4. Set up your project

reactor init --model my-model
This downloads a project template with a Dockerfile, example model code, and configuration files. See Project Setup for details on the generated structure.

5. Integrate the runtime

Build your model using the Reactor Runtime. At minimum, you need an inference() loop that yields output frames:
from reactor_runtime.interface import Output, Video, ReactorPipeline, InputState, InputField
from dataclasses import dataclass

@dataclass
class MyOutput(Output):
    main_video: Video

@dataclass
class MyState(InputState):
    prompt: str = InputField(default="a sunny meadow")
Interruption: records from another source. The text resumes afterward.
PR #38, opened 2020-07-31
Fixes basePath handling.

awichera:


src/containers/Application.js
```diff
@@ -93,10 +93,19 @@ class Application extends Component {
...
+					API_URL: publicUrl + '/api/',
+				});
+			}
+			else {
+				this.Config.addDefaults({
+					API_URL: window.location.protocol + '//' + window.location.host + '/api/',
+				});
+			}
 		}
+		console.log("passed");
```
ateska, line 108: No console.log() in the merge.

src/containers/Application.js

class MyModel(ReactorPipeline):
    state: MyState

    def load(self, config):
        self.pipe = load_my_model(config["checkpoint"])

    def inference(self):
        while True:
            frame = self.pipe.forward(prompt=self.state.prompt)
            yield MyOutput(main_video=frame)
See the Runtime tab for the full tutorial on building models.

6. Upload weights

reactor model weights --model my-model --version v1 --source s3://your-bucket/weights/
This initiates a server-side S3 copy from your bucket to Reactor’s storage. For local files, use direct upload:
reactor model weights --model my-model --version v1 --source ./weights/
See Weights Upload for details on both methods.

7. Test locally (optional)

If you have a local GPU, you can verify your model before deploying:
docker build -t my-model:dev .
docker run --gpus all -v ./weights:/weights -p 8080:8080 my-model:dev
Then connect a frontend using the SDK’s local mode:
import { ReactorProvider, ReactorView } from "@reactor-team/js-sdk";

<ReactorProvider modelName="my-model" local={true} autoConnect={true}>
  <ReactorView className="w-full aspect-video" />
</ReactorProvider>
This connects directly to your local container with no authentication needed. See Local Testing for more details. No local GPU? Skip this and deploy directly.

8. Build and push your Docker image

# Authenticate Docker with your registry
reactor auth docker-login

# Build your image
docker build -t my-model:v1 .

# Tag for your registry
docker tag my-model:v1 <your-registry>/my-model:v1

# Push
docker push <your-registry>/my-model:v1
The reactor init template includes a Dockerfile optimized for Reactor deployments. See Docker Deployment for best practices.

9. Publish

reactor model publish --model my-model --version v1
Reactor provisions GPU nodes, pulls your image and weights, starts your container, and routes traffic. Your model is live and accepting sessions in under 3 minutes. Watch the deployment in real time:
reactor model status --model my-model --watch
See Publishing for details on updates and zero-downtime rollover.

10. Connect your frontend

Once your model is live, connect to it with the Reactor SDK:
import { ReactorProvider, ReactorView } from "@reactor-team/js-sdk";

<ReactorProvider modelName="my-model" autoConnect={true}>
  <ReactorView className="w-full aspect-video" />
</ReactorProvider>
Your model is now streaming real-time video to clients. See the SDK docs for the full API reference.